A.M: A fronte di queste considerazioni, secondo te esistono ancora le cosiddette “cinematografie nazionali” oppure, con la diffusione di tante co-produzioni ed un’intensa circuitazione di opere pensate per un mercato sopranazionale, ogni regista è, semplicemente, un cittadino del mondo?
C.B: La risposta è singolare. Credo che siano due rette parallele che s’incontrano ad un certo punto, ma chissà quando. Proprio perché viviamo un mondo globalizzato, continua ad avere anche più importanza la cultura locale.
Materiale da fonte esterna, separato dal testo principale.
Issue #37, opened 2018-10-15
Pythonic Python Experience


devhawk:
Currently, pywinrt (aka the python projection generation tool) emits code that is usable from python, but does not provide a pythonic experience - i.e. it does not feel natural and familiar to a python developer. This issue tracks the work we will do to generate a more pythonic experience by wrapping the generated native types in pure python.

At a minimum, expected to project the following WinRT constructs as the corresponding pythonic constructs:

| WinRT Construct   | Python Construct                        |
|-----------------  |-------------------                      |
| Namespaces        | pythonic experience TBD                 |    
| IStringable       | \_\_str__ support                       |
| IClosable         | with statement support                  |
| Collections       | sequence protocol and \_\_len__ support |
| IAsync*           | await support                           |
| get/put methods   | property support                        |
| add/remove methods | pythonic experience TBD                |

nvictor:
so happy to see the wip of the python projection!

PR #38, opened 2018-10-15
Python Milestone: Event support

devhawk:
This PR adds event support to the Python projection tool. 

* Events are projected directly as add and remove methods. Clearly, this is not pythonic, but "natural and familar" python developer experience will be addressed in the future (Tracked by #37)

Example:
```python
def onMapChanged(sender, args): 
  print("added key {}".format(args.get_Key())

m = _pyrt.StringMap()
m.Insert("king", "arthur") # nothing prints, event not connected yet
token = m.add_MapChanged(onMapChanged)
m.Insert("sir", "robin") # prints "added key sir"
m.remove_MapChanged(token)
m.Insert("tim", "the enchanter") # nothing prints, event remvoed
```

Other changes
* Reworked projection code to share more generator logic between classes and interfaces 
* Support projecting methods on interfaces from required interfaces
* Added support for enum values in structs
* Stopped special casing properties - projecting instead as get/put methods. As with events, this is clearly not pythonic but will be addressed later (Tracked by #37)
* optimized Python signature for special WinRT methods (prop get/set, event add/remove). 

Note, code generated by the test_python build target [attached](https://github.com/Microsoft/xlang/files/2480484/devhawk-pyevents2-output.zip). Please let me know if there is a better way to review the generated code. (Gist? Dedicated repo? Orphan branch in this repo?)


src/library/impl/meta_reader/table.h
```diff
@@ -334,8 +334,7 @@ namespace xlang::meta::reader
 
         bool operator==(row_base const& other) const noexcept
         {
-            XLANG_ASSERT(m_table == other.m_table);
-            return m_index == other.m_index;
+            return (m_table == other.m_table) && (m_index == other.m_index);
```
kennykerr: Why this change? Rows are basically iterators and the assertion says that comparing iterators from different tables is an invalid operation. This is much the same as comparing iterators from different containers in the C++ standard library.

devhawk: when collecting required interfaces, I needed a way to [test if two given types were the same.](https://github.com/Microsoft/xlang/blob/1376a084e300b9f512d939825293199bd96987c4/src/tool/python/helpers.h#L214). If there's a more appropriate way, please let me know.

src/tool/python/code_writers.h
```diff
@@ -97,106 +97,84 @@ namespace xlang
...
 
-            w.write_each<write_getset_table_prop_row>(get_instance_properties(type));
-            //w.write_each<write_class_getset_table_row_event>(get_instance_events(type));
+        w.write("\nstatic PyGetSetDef @_getset[] = {\n", type.TypeName());
 
-            w.write_each< write_getset_table_field_row>(type.FieldList());
-            w.write("    { nullptr }\n};\n");
+        for (auto&& field : type.FieldList())
+        {
+            // TODO: remove const_cast once pywinrt is updated to target Python 3.7.
```
zooba: Any reason why we wouldn't target both? It may mean generating some ugly `#if` checks (or typedefs), but it's worth it for the broader compatibility.

src/tool/python/code_writers.h
```diff
@@ -635,44 +569,43 @@ static PyType_Spec @_Type_spec =
...
-                prop.Parent().TypeName(),
-                property_methods.set.Name(),
-                bind<write_winrt_wrapper>(prop.Parent()),
-                bind<write_property_set_body>("self->obj", prop.Name(), prop.Type().Type()));
+            w.write(R"(    else if (arg_count == -1)
+    {
+        return nullptr; 
+    }
+
+    PyErr_SetString(PyExc_RuntimeError, "Invalid parameter count");
```
zooba: Would suggest matching the usual error type and message (though if/when you switch to `PyArg_ParseTupleAndKeywords` for parsing, you'll get this for free).

src/test/python/testcollections.py
```diff
@@ -0,0 +1,52 @@
...
+                self.assertEqual(sender.get_Size(), 2)
+                self.assertTrue(sender.HasKey("dr"))
+                self.assertTrue(sender.HasKey("hello"))
+                
+                loop.call_soon_threadsafe(asyncio.Future.set_result, future, True)
+
+            m = _pyrt.StringMap()
+            m.Insert("hello", "world")
+            token = m.add_MapChanged(onMapChanged)
+            m.Insert("dr", "who")
```
zooba: The callback should trigger here synchronously as well, right? Or does it only work in an async context?

devhawk: Events aren't guaranteed to come in on the same thread, though i think this one might. However, I wrote this test asynchronously so I could await on the event firing. Let me know if there's a more pythonic way of doing that

src/tool/python/code_writers.h
devhawk: It already compiles for both. Haven't addressed packaging yet so I'll keep generating 3.6 compatible code for now

src/tool/python/code_writers.h
devhawk: It looks like `PyArg_ParseTupleAndKeywords` uses `PyErr_BadInternalCall` which seems like a mistake. Will switch over to setting `PyExc_TypeError` instead of `PyExc_RuntimeError` to mirror the behavior of `PyErr_BadArgument` (but calling directly so I can pass my own message instead of the hardcoded one passed by `PyErr_BadArgument`)

devhawk:
I spun up a repo to store pywinrt generated code. Generated code for this PR is here: https://github.com/devhawk/pywinrt-output/tree/events

src/tool/python/helpers.h
```diff
@@ -188,52 +201,232 @@ namespace xlang
...
+        case TypeDefOrRef::TypeSpec:
+            collect_required_interfaces(w, sigs, index.TypeSpec().Signature().GenericTypeInst());
+            break;
+        }
+    }
+
+    auto get_required_interfaces(TypeDef const& type)
+    {
+        writer w;
+        w.debug_trace = true;
```
kennykerr: Probably shouldn't leave this on in committed code as it can get quite noisy.

src/tool/python/helpers.h
```diff
@@ -188,52 +201,232 @@ namespace xlang
...
+                method_map[method.Name()].push_back(method_info{ method, std::vector<std::string> {} });
+            }
+        }
+        else if (category == category::interface_type)
+        {
+            for (auto&& info : get_required_interfaces(type))
+            {
+                for (auto&& method : info.type.MethodList())
+                {
+                    //method_map.try_emplace(method.Name(), std::vector<method_info> {});
```
kennykerr: Remove comment?

src/tool/python/code_writers.h
zooba: It should only do that if _you_ provide the wrong arguments. It shouldn't do that when the caller provides the wrong ones (otherwise all of Python would be raising the wrong error).

PR #41, opened 2018-10-19
Activation factories, v1

DefaultRyan:
This contains the initial implementation of activation factories as described in the design doc. There's only a Windows implementation right now, but I've attempted to structure the code to easily accommodate other platforms using dlopen and dlsym instead of LoadLibrary and GetProcAddress.


src/platform/activation_abi.cpp
```diff
@@ -0,0 +1,69 @@
...
+    void** factory
+) XLANG_NOEXCEPT
+try
+{
+    if (!class_name)
+    {
+        xlang::throw_result(xlang_error_invalid_arg);
+    }
+
+    auto const encoding = xlang_get_string_encoding(class_name);
```
kennykerr: Looking forward to revisiting the string question now that we've made the decision to split from WinRT. This is a good example of what developers are likely to do all over the place in the hopes of optimizing string performance. _Not_ picking an encoding does not produce a developer-friendly platform.

BenJKuhn: Agreed, this is a bit awkward, but I also feel that this layer is an outlier. Most people will be dealing with their native string type for the programming language / application, and the conversion won't be as visible. As I noted to Ryan, this layer could accept raw character strings as well since this is only called through C. It's not a projected API.

At the end of all the processing, it eventually calls LoadLibraryW, which requires at least a substring to be converted to UFF-16 anyway. On other platforms, it might be UTF-8 at the bottom. As such, I think the code (at least for Windows) should be simplified to just do processing in UTF-16, though the implementation could be templatized to prefer UTF-8 for platforms where the module loading function uses that format.

src/platform/activation_abi.cpp
```diff
@@ -0,0 +1,69 @@
...
+        for (auto current_namespace = enclosing_namespace(to_string_view<char_type>(class_name));
+            !current_namespace.empty();
+            current_namespace = enclosing_namespace(current_namespace))
+        {
+            xlang_pfn_lib_get_activation_factory pfn = try_get_activation_func(current_namespace);
+            if (pfn)
+            {
+                void* factory{};
+                xlang_result result = (*pfn)(class_name, iid, &factory);
+                if (result == xlang_error_ok)
```
Scottj1s: fyi - the PAL doc has a some mixed case error definitions (e.g., Xlang_INVALID_ARG)

src/platform/activation_abi.cpp
```diff
@@ -0,0 +1,69 @@
...
+                {
+                    return factory;
+                }
+                else if (result != xlang_error_class_not_available)
+                {
+                    throw_result(result);
```
Scottj1s: what errors do you imagine should short-circuit out enclosing namespace checks?  is this a definitive "we have the factory, but it doesn't work"?

src/platform/activation_abi.cpp
Scottj1s: At a minimum, a type function to convert encoding to filesystem char type "en passant" would be nice - probably many opportunities to reuse it.  I still like the idea of tailoring string conversion to both projection and component/PAL (and minimizing it), rather than just "picking one"

src/platform/platform_activation.h
```diff
@@ -0,0 +1,32 @@
+#pragma once
+
+#include "pal.h"
+#include <string_view>
+
+namespace xlang::impl
+{
+#if XLANG_PLATFORM_WINDOWS
```
Scottj1s: should this be in pal.h?

src/platform/activation_abi.cpp
```diff
@@ -0,0 +1,69 @@
...
+#include "platform_activation.h"
+
+namespace xlang::impl
+{
+    template <typename char_type>
+    void* get_activation_factory(
+        xlang_string class_name,
+        xlang_guid const& iid)
+    {
+        for (auto current_namespace = enclosing_namespace(to_string_view<char_type>(class_name));
```
Alovchin91: Apparently, here you try to get the enclosing namespace, by cutting the class name from `class_name` right away.

But [XDN03 - Platform Support for Activation Factories](/Microsoft/xlang/blob/master/design_notes/XDN03%20-%20Platform%20Support%20for%20Activation%20Factories.md) design note has the following example:

> ...imagine an app requests a factory for the class *MyComponent.Feature.Widget*...
> * The PAL searches for the library *MyComponent.Feature.Widget.(dll/so)* (on Windows/Linux, respectively).
> * This library is not found in the application's directory, so it moves up one namespace level ...

Is it the design note that should be updated, or should you initialize `current_namespace` with just `to_string_view<char_type>(class_name)`?

src/platform/win32_activation.cpp
```diff
@@ -0,0 +1,69 @@
...
+
+namespace xlang::impl
+{
+    xlang_pfn_lib_get_activation_factory try_get_activation_func(
+        std::basic_string_view<wchar_t> module_namespace)
+    {
+        HMODULE module{};
+
+        constexpr auto file_ext{ L".dll"sv };
+        if (module_namespace.size() + file_ext.size() < MAX_PATH)
```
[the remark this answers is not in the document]
Scottj1s: or just use _malloca if you want a variable buffer that can be allocated from stack or heap as appropriate

src/test/components/Component/module.cpp
```diff
@@ -0,0 +1,39 @@
...
+        *factory = nullptr;
+
+        char16_t const* buffer{};
+        uint32_t length{};
+        winrt::check_hresult(xlang_get_string_raw_buffer_utf16(class_name, &buffer, &length));
+        std::u16string_view name{ buffer, length };
+        
+        if (name == u"Component.Class"sv)
+        {
+            // TODO: Unify xlang guid and winrt guid
```
Scottj1s: have we given any thought to this?  usings in pal.h?

src/platform/activation_abi.cpp
devhawk: Created Issue #53 it track

src/platform/win32_activation.cpp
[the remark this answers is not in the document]
devhawk: opened #54 to track

src/platform/platform_activation.h
devhawk: PAL.h has xlang_get_activation_factory. Pretty sure this file is explicitly part of the implementation.

src/test/components/Component/module.cpp
devhawk: Since this code would eventually be generated automatically by the language projection, much as C++/WinRT generates WINRT_GetActivationFactory implementation today, does it matter?

src/platform/activation_abi.cpp
devhawk: Good catch @Alovchin91. @DefaultRyan is out of the office currently so I'm finishing off this PR. I'm pretty sure XDN03 is wrong here, but I opened #55 for @DefaultRyan to look at when he's back in the office.

PR #43, opened 2018-10-19
Python/WinRT: Python Iterator support and _from function

devhawk:
This PR adds two major projection features:

* the ability to pass [Python Iterator types](https://docs.python.org/3/library/stdtypes.html#iterator-types) for WinRT IIterable<T> parameters 
   * Passing [Python Sequence Types](https://docs.python.org/3/library/stdtypes.html#sequence-types-list-tuple-range)as WinRT IVector and [Python Mapping Types](https://docs.python.org/3/library/stdtypes.html#mapping-types-dict) as WinRT IMap will come in a later update
* Exposes a static ~~_as~~ _from method on projected classes and concrete interfaces to enable type casting (i.e. QueryInterface)

Other changes
* reworked python type mapping to eliminate linker errors when a projected type has parameters of an unprojected type
   * UniversalApiContract is large, so for projection developer inner loop it is often preferable to only project a small subset of the overall contract. This feature enables more of UniversalApiContract to be projected piecemeal *during projection development*
* refactored WinRT <--> Python converter code in pybase.h to enable specializations (used to enable projecting Python iterators as IIterable<T>)
* fixed array parameter categorization and updated generation of array parameters to actually compile.
   * Note, methods with array parameters still don't work, but at least they compile so you can generate code for a type that has array parameters and all the non-array parametered methods will still work as expected 

Sample projected code (with diff vs. previous Python PR!) is available here: https://github.com/devhawk/pywinrt-output/tree/iterables

### DIFF
--- a/src/test/python/testasfunction.py
+++ b/src/test/python/testasfunction.py
@@ -1,0 +1,17 @@
+import find_projection
+import _pyrt
+import unittest
+
+class TestQueryInterface(unittest.TestCase):
+    def test_as_function(self):
+        propset = _pyrt.PropertySet()
+        propset.Insert("strmap", _pyrt.StringMap())
+        self.assertTrue(propset.HasKey("strmap"))
+        o = propset.Lookup("strmap")
+        strmap = _pyrt.StringMap._as(o)
+        self.assertEqual(type(strmap), _pyrt.StringMap)
+
+if __name__ == '__main__':
+    _pyrt.init_apartment()
+    unittest.main()
+    _pyrt.uninit_apartment()
--- a/src/tool/python/code_writers.h
+++ b/src/tool/python/code_writers.h
@@ -518,18 +518,20 @@ static PyType_Spec @_Type_spec =
 
     void write_type_query_interface(writer& w, TypeDef const& type)
     {
-        if (is_ptype(type))
+        if (is_ptype(type) || type.Flags().Abstract())
         {
             return;
         }
 
         auto format = R"(
-static PyObject* %__query_interface(PyObject* /*unused*/, PyObject* args)
+static PyObject* %__query_interface(PyObject* /*unused*/, PyObject* arg)
 {
-    return nullptr;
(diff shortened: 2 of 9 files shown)


src/test/python/testasfunction.py
```diff
@@ -0,0 +1,17 @@
...
+import _pyrt
+import unittest
+
+class TestQueryInterface(unittest.TestCase):
+    def test_as_function(self):
+        propset = _pyrt.PropertySet()
+        propset.Insert("strmap", _pyrt.StringMap())
+        self.assertTrue(propset.HasKey("strmap"))
+        o = propset.Lookup("strmap")
+        strmap = _pyrt.StringMap._as(o)
```
BenJKuhn: Semantics from _as seem backwards. As on comptr, etc. convert to a type specified in a template parameter. I would think...

`strmap = _pyrt.StringMap._from(o);`

… reads better. Thoughts?

devhawk: Yup, makes sense. Will change.

src/tool/python/code_writers.h
```diff
@@ -1317,6 +1379,7 @@ static PyObject* @_get_%(%* self, void* /*unused*/)
                 field.Parent().TypeName(),
                 field.Name(),
                 bind<write_winrt_wrapper>(field.Parent()),
+                bind<write_struct_property_get_variable>(field),
                 bind<write_struct_property_get_variable>(field));
```
zooba: Is this an intentional duplicate?

devhawk: Yes, but it seems kind of ugly looking at it again. I switched away from using if constexpr branches in favor of just having converter<T> type specializations. However, that meant I couldn't use type deduction anymore. The variable is duplicated here because I'm using declype instead of specifying the type directly.

example: `return py::converter<decltype(self->obj.Height)>::convert(self->obj.Height);`

I kept the convert_to<T> helper, I'm thinking I should have kept the convert<T> helper as well. Thoughts?

PR #44, opened 2018-10-22
Typo

Suniti13:


devhawk:
I think succinctly is correct here.

Issue #47, opened 2018-10-24
implement convert_string in PAL for non-windows platforms


devhawk:
The two convert_string PAL functions (UTF-8 -> UTF16 and UTF16 -> UTF8) are only implemented for windows. The version in common_string_convert.cpp simply throw today.

DefaultRyan:
#81 addressed this.

PR #48, opened 2018-10-24
Fix ubuntu build

devhawk:
changes to enable xlang tools, PAL and to compile on Ubuntu 18.04 with clang 6. Tested via Windwos Susbsytem for Linux.

Note, convert_string functions in PAL remain unimplemented on non-windows platforms. As such, 4 of the PAL tests fail on Ubuntu. #47 opened to track the issue, assigned to @DefaultRyan.

### DIFF
--- a/src/platform/common_string_convert.cpp
+++ b/src/platform/common_string_convert.cpp
@@ -1,0 +1,39 @@
+#include "pal_internal.h"
+#include "string_convert.h"
+
+namespace xlang::impl
+{
+    uint32_t get_converted_length(char16_t const* input_str, uint32_t input_length)
+    {
+        return convert_string(input_str, input_length, nullptr, 0);
+    }
+
+    uint32_t get_converted_length(xlang_char8 const* input_str, uint32_t input_length)
+    {
+        return convert_string(input_str, input_length, nullptr, 0);
+    }
+
+    uint32_t convert_string(
+        char16_t const* input_str,
+        uint32_t input_length,
+        xlang_char8* output_buffer,
+        uint32_t buffer_length)
+    {
+        static_assert(sizeof(xlang_char8) == sizeof(char));
+ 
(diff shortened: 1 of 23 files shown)


src/platform/common_string_convert.cpp
```diff
@@ -0,0 +1,39 @@
...
+
+    uint32_t convert_string(
+        char16_t const* input_str,
+        uint32_t input_length,
+        xlang_char8* output_buffer,
+        uint32_t buffer_length)
+    {
+        static_assert(sizeof(xlang_char8) == sizeof(char));
+ 
+        // TODO: implement convert_string for non-windows platforms (#47)
```
Scottj1s: Remove comment?

src/platform/common_string_convert.cpp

In tantissimi paesi c’è il blockbuster americano ma va fortissimo il film in lingua locale che parla di tradizioni antiche e di fatti locali. Vedi anche in Italia, le commedie, i film di mafia, ora la rinascita del genere e del poliziesco. Così anche in Cina. è un fatto di cultura in generale: in una prospettiva alla Blade Runner, il mondo è sempre più integrato. Molti cominceranno presto a parlare cinese, tra 10 o 20 anni cominceremo ad apprezzare brave attrici cinesi, ci sarà una Nicole Kidman Cinese, sentiremo musica pop cinese. è un fenomeno di lenta integrazione delle culture: ci vorrà del tempo, ma meno di quanto pensiamo. ti do per certo una cosa: il governo cinese ha reso questo una missione, quello che si chiama soft power. Così come gli Americani hanno colonizzato il mondo con jeans, gonne, coca cola, grazie ai film. Due le sfide: primo, la necessità di portare anche noi la nostra cultura e i nostri valori altrove, e questo avviene potentemente attraverso i film; cercare in questa globalizzazione di non perdere la nostra identità. Speriamo di vincerle entrambe.
A.M: Mi risulta che sei al lavoro ad una serie tv di fantascienza in Cina. In Italia, come osservavi, si avverte una ventata favorevole al cinema di genere: i tempi sarebbero maturi per progetti di questo tipo?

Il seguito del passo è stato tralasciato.